Where is the vision of civic life?

I am thoroughly enjoying watching ‘Dickensian’ at the moment. A murder mystery involving some of the better known characters from Dickens’s novels and set in late Victorian London is great fun. We shall have to wait and see who it was that murdered Jacob Marley!

The Victorian era has a mixed press. It was an age of empire, of industrialisation and of considerable advance in terms of medicine, transport, communication and education. It was also an age of deep sexual hypocrisy, of exploitation of workers and of racism.

The Victorians though did at least have a vision of civil society. It was an age when public spaces were created where all strata’s of society could mingle. It was an age of band stands and promenades, and of the growth of local government which was seen as a social good that delivered that civic society.

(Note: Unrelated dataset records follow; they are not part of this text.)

PR #2292, opened 2014-12-09
Remove unnecessary puts for GC::Profiler.total_time

zanker:
Calling `GC::Profiler.total_time` dumps the headers used by `GC::Profiler.result` when the `GC::Profiler::NotifiedProfiler` is being used. Given the method doesn't dump anything, it looks like this isn't needed and could be dropped.


headius:
You're right, looks like copypasta.

Issue #2182, opened 2014-11-12
Struct#inspect has ASCII encoding


obrok:
On ruby 2.1 and 1.9:

```ruby
irb(main):001:0> Struct.new(:a).new("ΆἅἇἈ").inspect
=> "#<struct a=\"ΆἅἇἈ\">"
irb(main):002:0> Struct.new(:a).new("ΆἅἇἈ").inspect.encoding
=> #<Encoding:UTF-8>
```

On jruby 1.7.16:

```ruby
irb(main):001:0> Struct.new(:a).new("ΆἅἇἈ").inspect
=> "#<struct a=\"\xCE\x86\xE1\xBC\x85\xE1\xBC\x87\xE1\xBC\x88\">"
irb(main):002:0> Struct.new(:a).new("ΆἅἇἈ").inspect.encoding
=> #<Encoding:ASCII-8BIT>
```

PR #2321, opened 2014-12-15
Fix for issue 2182 on jruby-1_7 : Struct#inspect with utf8 encode string member

k77ch7:
This commit fixes issue #2182 on jruby-1_7 branch. Inspect method of Struct with utf8 string member should return a utf8 string.


headius:
@k77ch7 Since your second commit corrects flaws (duplication of cat19 logic) in the first one, can you force push this all as a single commit please?

Thanks for your help!

k77ch7:
@headius Thanks for reviewing. I just pushed.

PR #2334, opened 2014-12-18
Replace array flattening with manual handling in java_import

### LINKED ISSUE #2324: Array#flatten! call in java_import breaks if we import a class with static to_ary
I attempted to java_import [org.jruby.util.TypeConverter](https://github.com/jruby/jruby/blob/master/core/src/java/org/jruby/util/TypeConverter.java) and ran into this error inside Array#flatten! logic:

```
ArgumentError: wrong number of arguments (0 for 2)
     flatten! at org/jruby/RubyArray.java:2839
  java_import at file:/Users/headius/projects/jruby/lib/jruby.jar!/jruby/java/core_ext/object.rb:20
       (root) at file:/Users/headius/projects/jruby/lib/jruby.jar!/jruby/kernel/jruby/type.rb:3
       (root) at file:/Users/headius/projects/jruby/lib/jruby.jar!/jruby/kernel.rb:1
       (root) at file:/Users/headius/projects/jruby/lib/jruby.jar!/jruby/kernel.rb:4
         load at org/jruby/RubyKernel.java:969
       (root) at :1
```

The cause: flatten attempts to coerce elements to Array by calling to_ary with no arguments, but TypeConverter defines a static utility method to_ary(ThreadContext, IRubyObject).

The associated lines of code are seen in the trace above. I think we should just back off flatten! call and do something dumber and more manual that just requires everything already be an Array. That will avoid any future issues with unusual method names getting called for coercion.

lumeet:
Fixed #2324 by getting rid of flatten! as hinted by @headius. I thought about writing a test for the method, too, as I couldn't find any. Too bad, I couldn't find a way to run a single test in tests/jruby either. Is that the right place for such tests? Help appreciated.

### DIFF
--- a/core/src/main/ruby/jruby/java/core_ext/object.rb
+++ b/core/src/main/ruby/jruby/java/core_ext/object.rb
@@ -16,8 +16,20 @@ class Object
     return other.java_class.assignable_from?(self.java_class)
   end
 
+  # Import one or many Java classes as follows:
+  #
+  #   java_import java.lang.System
+  #   java_import java.lang.System, java.lang.Thread
+  #   java_import [java.lang.System, java.lang.Thread]
+  #
   def java_import(*import_classes)
-    import_classes.flatten!
+    import_classes = import_classes.each_with_object([]) do |classes, flattened|
+                       if classes.is_a?(Array)
+                         flattened.push *classes
+                       else
+                         flattened.push classes
+                       end
+                     end
 
     import_classes.map do |import_class|
       case import_class


headius:
You could put the tests in test/jruby (they should be runnable directly, with only a few counterexamples) or in spec/regression. Former would probably be best since usually the latter is for Ruby behaviors (rather than JRuby behaviors) that aren't tested well in other suites.

FWIW, this will get exercised heavily by other Java integration tests too.

headius:
Two comments on the commit:

* If there's any *array-like* objects passed to java_import, this will cause them to no longer coerce. It seems highly unlikely that someone would have that case in real code, though, and I don't think we've ever officially supported such wildly-structured import lists.
* Formatting is a little weird in the patch. I can fix that on the way in.

We'll only make this change on master, since it does have a potentially-visible behavior change.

I struck by the tone of several of the letters published in the News last week. The cuts in the funding for local government, in addition to those imposed by the last coalition, will almost certainly mean that only statutory obligations will be met in the future.

Is the Victorian dream for civic society dead? Are we now really only individuals whose own interests are paramount? We have not returned to the evils of the workhouse or of the means test of the 1920’s.   Yet if one talks to those whose benefits have been squeezed or sanctioned it is clear there is very little compassion in the system now.

There are those who despise ‘big government’ as a matter of faith. The Victorian concept that government can deliver well for the wider population is derisorily dismissed as ‘the Nanny State’, concept of care incidentally unknown to the masses.

In the end we must decide whether we want libraries and pools, parks and care centres, rural bus services and social housing. And we must be willing to pay for it, too.